McLendon, a disciple of basketball inventor James Naismith, was fighting his own battle. He had attempted to move Tennessee A&I to the NCAA, but was denied entry, so the team played in the National Association of Intercollegiate Athletics.

The Tigers, conditioned for speed and accuracy, shook the league by winning championships in 1957, 1958 and 1959. Nine players from Tennessee A&I’s championship teams would go on to play professional basketball.

Championship victories are noted on pendants hanging from the rafters of the Gentry Center at Tennessee State, but the team’s legacy was virtually lost to history, until Barnett “decided to do something about it,” as he says in the documentary.

In the film, former NBA players Julius Erving, Walt Frazier, Bill Bradley and Phil Jackson argue for the team’s inclusion in the Basketball Hall of Fame.
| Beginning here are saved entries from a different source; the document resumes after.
PR #181, opened 2021-03-05
Add VM snapshot property.

jortel:
Add VM snapshot property.
```
"snapshot": {
    "kind": "VirtualMachineSnapshot",
    "id": "snapshot-3134"
},
```

Blank when the VM has not current snapshot.
```
"snapshot": {
    "kind": "",
    "id": ""
},
```


pkg/controller/provider/container/vsphere/model.go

But it took Barnett nearly a decade to convince Hall of Fame voters that his team was worthy of recognition.

In 2019, he finally put on the orange jacket at the induction ceremony as a team representative.

“His leadership on the court as a basketball player was really show me, don’t tell me,” said Eric Drath, who directed the documentary. “That was the same thing when making the movie.”

Ron Thomas, author of “They Cleared the Lane: The NBA’s Black Pioneers,” said it was common in the Jim Crow era for white media to ignore black teams.

“America has lost itself by not being able to hear, read and watch the teams of some of these great coaches and players from that era,” said Thomas, director of the journalism program in sports, culture and social justice at Morehouse University. “They had no exposure whatsoever.”

But for teams like the Tennessee A&I Tigers, there was an extra layer of responsibility, Thomas said: “They represent more than just themselves.”